PR #4690, opened 2025-10-28
bin command error message enhancement

### LINKED ISSUE #4590: [BUG] `bin` Command Validation enhancement on Non-Numeric Fields
### **Description**

When the bin command is applied to a non-numeric field while using numeric span parameters (span, minspan, etc.), the command currently fails with an unclear or misleading error message.
Users cannot easily identify that the root cause is the use of a non-numeric field for numeric binning.

The expected behavior is that the bin command should gracefully skip numeric binning for non-numeric fields and preserve the original field values instead of throwing an error.
This ensures query continuity and prevents unexpected pipeline failures in mixed-type datasets.

---

### **Steps to Reproduce**

1. Execute a query that applies numeric binning to a non-numeric field:

   ```json
   {
     "query": "source=otellogs | bin severityText minspan=10"
   }
   ```

   (`severityText` is a **non-numeric field**, e.g., categorical text.)
2. Observe the returned error message.

---

### **Expected Behavior**

* The `bin` command should continue without error and return the original non-numeric value
  Example:
With this data
```
{\"_time\":1753722000, \"value\":\"1\"},
{\"_time\":1753722017, \"value\":2},
{\"_time\":1753722023, \"value\":\"invalid\"}
```
If we use
```
bin value span=10 | table _time, value, category | sort _time
```
Result:
_time | value | category
-- | -- | --
2025-07-28 17:00:00 | 0-10 | D
2025-07-28 17:00:17 | 0-10 | D
2025-07-28 17:00:23 | invalid | D

---

### **Actual Behavior**

* The current behavior is to throw error message

---

ahkcs:
### Description
When the bin command is applied to a non-numeric field (e.g., string) with numeric span parameters, the command fails with unclear Calcite type validation errors, making it difficult for users to identify the root cause

This PR Added clear validation in BinFieldValidator that throws SemanticCheckException with message,  Added field type checks in all numeric bin handlers before Calcite validation, providing clearer user-facing error messages

### Related Issues
Partially resolves #4590 

### Check List

### DIFF
--- a/core/src/main/java/org/opensearch/sql/calcite/utils/binning/BinFieldValidator.java
+++ b/core/src/main/java/org/opensearch/sql/calcite/utils/binning/BinFieldValidator.java
@@ -6,13 +6,11 @@
 package org.opensearch.sql.calcite.utils.binning;
 
 import java.util.List;
-import org.apache.calcite.rel.type.RelDataType;
 import org.opensearch.sql.ast.expression.Field;
 import org.opensearch.sql.ast.tree.Bin;
 import org.opensearch.sql.calcite.CalcitePlanContext;
-import org.opensearch.sql.calcite.utils.OpenSearchTypeFactory;
 
-/** Utility class for field validation and type checking in bin operations. */
+/** Utility class for bin-specific field operations. */
 public class BinFieldValidator {
 
   /** Extracts the field name from a Bin node. */
@@ -33,10 +31,5 @@ public class BinFieldValidator {
           String.format(
               "Field '%s' not found in dataset. Available fields: %s", fieldName, availableFields));
     }
-  }
-
-  /** Checks if the field type is time-based. */
-  public static boolean isTimeBasedField(RelDataType fieldType) {
-    return OpenSearchTypeFactory.isTimeBasedType(fieldType);
   }
 }


core/src/main/java/org/opensearch/sql/calcite/utils/binning/BinFieldValidator.java
```diff
@@ -59,4 +60,39 @@ public static boolean isTimeBasedField(RelDataType fieldType) {
...
+      throw new SemanticCheckException(
+          String.format(
+              "Cannot apply binning: field '%s' is non-numeric and not time-related, expected"
+                  + " numeric or time-related type",
+              fieldName));
+    }
+  }
+
+  /** Checks if the field type is numeric. */
+  private static boolean isNumericField(RelDataType fieldType) {
```
Swiddis: thought: This is a pretty useful general utility outside of `bin`

Should we define it closer to where `SqlTypeName` is defined? We have lots of hand-rolled field logic for different commands and it's led to some issues when the type list change (e.g. OpenSearch recently introducing `TIMESTAMP_MICROS`).

core/src/main/java/org/opensearch/sql/calcite/utils/binning/BinFieldValidator.java
```diff
@@ -59,4 +60,39 @@ public static boolean isTimeBasedField(RelDataType fieldType) {
     // Check if type string contains EXPR_TIMESTAMP
     return fieldType.toString().contains("EXPR_TIMESTAMP");
   }
+
+  /** Validates that the field type is numeric for numeric binning operations. */
+  public static void validateNumericField(RelDataType fieldType, String fieldName) {
```
Swiddis: suggestion: Instead, load numeric fields into a data class that directly supports binning operations.

When we validate with a `void` method, we don't track any validation information in the type system, so we rely on downstream logic to "know" validation was run. It's easy to forget it or unnecessarily run it multiple times. If we instead put this validation in a constructor for a relevant class, and Bin uses this class, then the fact the class exists means we've definitely run validation.

This adds safety, makes these field operations easier to test, makes useful "numeric-field-only" operations more reusable, and simplifies the bin command's logic.

core/src/main/java/org/opensearch/sql/calcite/utils/binning/BinFieldValidator.java
ahkcs: Good suggestion! I've moved the type checking utilities to OpenSearchTypeFactory.  Future type additions (like TIMESTAMP_MICROS) will only need updates in one place

core/src/main/java/org/opensearch/sql/calcite/utils/binning/BinFieldValidator.java
ahkcs: Great suggestion! I've refactored to use a type-safe validation approach by creating a `BinnableField` class that validates in its constructor and updated all 5 bin handlers to use it.

core/src/main/java/org/opensearch/sql/calcite/utils/binning/BinnableField.java
```diff
@@ -0,0 +1,64 @@
...
+              fieldName));
+    }
+  }
+
+  /**
+   * Returns true if this field requires numeric binning logic (not time-based binning).
+   *
+   * @return true if the field should use numeric binning, false if it should use time-based binning
+   */
+  public boolean requiresNumericBinning() {
```
ykmr1224, line 61: nit: This method was confusing to me. It might be better changing it to `isNumeric` is it is actually used to check if the field is numeric.

ahkcs:
> QQ: what's the expected behavior? In PR description, semantic exception is expected. In issue #4590, the expectation is "the bin command should gracefully skip numeric binning for non-numeric fields and preserve the original field values instead of throwing an error." ?

Hi @dai-chen , this PR is for short-term fix to enhance error handling, our long-term goal would be the expected behavior in #4590

core/src/main/java/org/opensearch/sql/calcite/utils/binning/BinnableField.java
ahkcs: Hi Tomo, this method exists because some parameters such as `minspan`, `start`, `end` currently don't support time-based binning, so they will use this method to check first

LantaoJin:
@ahkcs backport required, thanks.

-=-=-=-=-

- _Problem details_
All entries shown above should be duplicated without a single difference.

- _Solution to this task_
PR #4690, opened 2025-10-28
bin command error message enhancement

### LINKED ISSUE #4590: [BUG] `bin` Command Validation enhancement on Non-Numeric Fields
### **Description**

When the bin command is applied to a non-numeric field while using numeric span parameters (span, minspan, etc.), the command currently fails with an unclear or misleading error message.
Users cannot easily identify that the root cause is the use of a non-numeric field for numeric binning.

The expected behavior is that the bin command should gracefully skip numeric binning for non-numeric fields and preserve the original field values instead of throwing an error.
This ensures query continuity and prevents unexpected pipeline failures in mixed-type datasets.

---

### **Steps to Reproduce**

1. Execute a query that applies numeric binning to a non-numeric field:

   ```json
   {
     "query": "source=otellogs | bin severityText minspan=10"
   }
   ```

   (`severityText` is a **non-numeric field**, e.g., categorical text.)
2. Observe the returned error message.

---

### **Expected Behavior**

* The `bin` command should continue without error and return the original non-numeric value
  Example:
With this data
```
{\"_time\":1753722000, \"value\":\"1\"},
{\"_time\":1753722017, \"value\":2},
{\"_time\":1753722023, \"value\":\"invalid\"}
```
If we use
```
bin value span=10 | table _time, value, category | sort _time
```
Result:
_time | value | category
-- | -- | --
2025-07-28 17:00:00 | 0-10 | D
2025-07-28 17:00:17 | 0-10 | D
2025-07-28 17:00:23 | invalid | D

---

### **Actual Behavior**

* The current behavior is to throw error message

---

ahkcs:
### Description
When the bin command is applied to a non-numeric field (e.g., string) with numeric span parameters, the command fails with unclear Calcite type validation errors, making it difficult for users to identify the root cause

This PR Added clear validation in BinFieldValidator that throws SemanticCheckException with message,  Added field type checks in all numeric bin handlers before Calcite validation, providing clearer user-facing error messages

### Related Issues
Partially resolves #4590 

### Check List

### DIFF
--- a/core/src/main/java/org/opensearch/sql/calcite/utils/binning/BinFieldValidator.java
+++ b/core/src/main/java/org/opensearch/sql/calcite/utils/binning/BinFieldValidator.java
@@ -6,13 +6,11 @@
 package org.opensearch.sql.calcite.utils.binning;
 
 import java.util.List;
-import org.apache.calcite.rel.type.RelDataType;
 import org.opensearch.sql.ast.expression.Field;
 import org.opensearch.sql.ast.tree.Bin;
 import org.opensearch.sql.calcite.CalcitePlanContext;
-import org.opensearch.sql.calcite.utils.OpenSearchTypeFactory;
 
-/** Utility class for field validation and type checking in bin operations. */
+/** Utility class for bin-specific field operations. */
 public class BinFieldValidator {
 
   /** Extracts the field name from a Bin node. */
@@ -33,10 +31,5 @@ public class BinFieldValidator {
           String.format(
               "Field '%s' not found in dataset. Available fields: %s", fieldName, availableFields));
     }
-  }
-
-  /** Checks if the field type is time-based. */
-  public static boolean isTimeBasedField(RelDataType fieldType) {
-    return OpenSearchTypeFactory.isTimeBasedType(fieldType);
   }
 }


core/src/main/java/org/opensearch/sql/calcite/utils/binning/BinFieldValidator.java
```diff
@@ -59,4 +60,39 @@ public static boolean isTimeBasedField(RelDataType fieldType) {
...
+      throw new SemanticCheckException(
+          String.format(
+              "Cannot apply binning: field '%s' is non-numeric and not time-related, expected"
+                  + " numeric or time-related type",
+              fieldName));
+    }
+  }
+
+  /** Checks if the field type is numeric. */
+  private static boolean isNumericField(RelDataType fieldType) {
```
Swiddis: thought: This is a pretty useful general utility outside of `bin`

Should we define it closer to where `SqlTypeName` is defined? We have lots of hand-rolled field logic for different commands and it's led to some issues when the type list change (e.g. OpenSearch recently introducing `TIMESTAMP_MICROS`).

core/src/main/java/org/opensearch/sql/calcite/utils/binning/BinFieldValidator.java
```diff
@@ -59,4 +60,39 @@ public static boolean isTimeBasedField(RelDataType fieldType) {
     // Check if type string contains EXPR_TIMESTAMP
     return fieldType.toString().contains("EXPR_TIMESTAMP");
   }
+
+  /** Validates that the field type is numeric for numeric binning operations. */
+  public static void validateNumericField(RelDataType fieldType, String fieldName) {
```
Swiddis: suggestion: Instead, load numeric fields into a data class that directly supports binning operations.

When we validate with a `void` method, we don't track any validation information in the type system, so we rely on downstream logic to "know" validation was run. It's easy to forget it or unnecessarily run it multiple times. If we instead put this validation in a constructor for a relevant class, and Bin uses this class, then the fact the class exists means we've definitely run validation.

This adds safety, makes these field operations easier to test, makes useful "numeric-field-only" operations more reusable, and simplifies the bin command's logic.

core/src/main/java/org/opensearch/sql/calcite/utils/binning/BinFieldValidator.java
ahkcs: Good suggestion! I've moved the type checking utilities to OpenSearchTypeFactory.  Future type additions (like TIMESTAMP_MICROS) will only need updates in one place

core/src/main/java/org/opensearch/sql/calcite/utils/binning/BinFieldValidator.java
ahkcs: Great suggestion! I've refactored to use a type-safe validation approach by creating a `BinnableField` class that validates in its constructor and updated all 5 bin handlers to use it.

core/src/main/java/org/opensearch/sql/calcite/utils/binning/BinnableField.java
```diff
@@ -0,0 +1,64 @@
...
+              fieldName));
+    }
+  }
+
+  /**
+   * Returns true if this field requires numeric binning logic (not time-based binning).
+   *
+   * @return true if the field should use numeric binning, false if it should use time-based binning
+   */
+  public boolean requiresNumericBinning() {
```
ykmr1224, line 61: nit: This method was confusing to me. It might be better changing it to `isNumeric` is it is actually used to check if the field is numeric.

ahkcs:
> QQ: what's the expected behavior? In PR description, semantic exception is expected. In issue #4590, the expectation is "the bin command should gracefully skip numeric binning for non-numeric fields and preserve the original field values instead of throwing an error." ?

Hi @dai-chen , this PR is for short-term fix to enhance error handling, our long-term goal would be the expected behavior in #4590

core/src/main/java/org/opensearch/sql/calcite/utils/binning/BinnableField.java
ahkcs: Hi Tomo, this method exists because some parameters such as `minspan`, `start`, `end` currently don't support time-based binning, so they will use this method to check first

LantaoJin:
@ahkcs backport required, thanks.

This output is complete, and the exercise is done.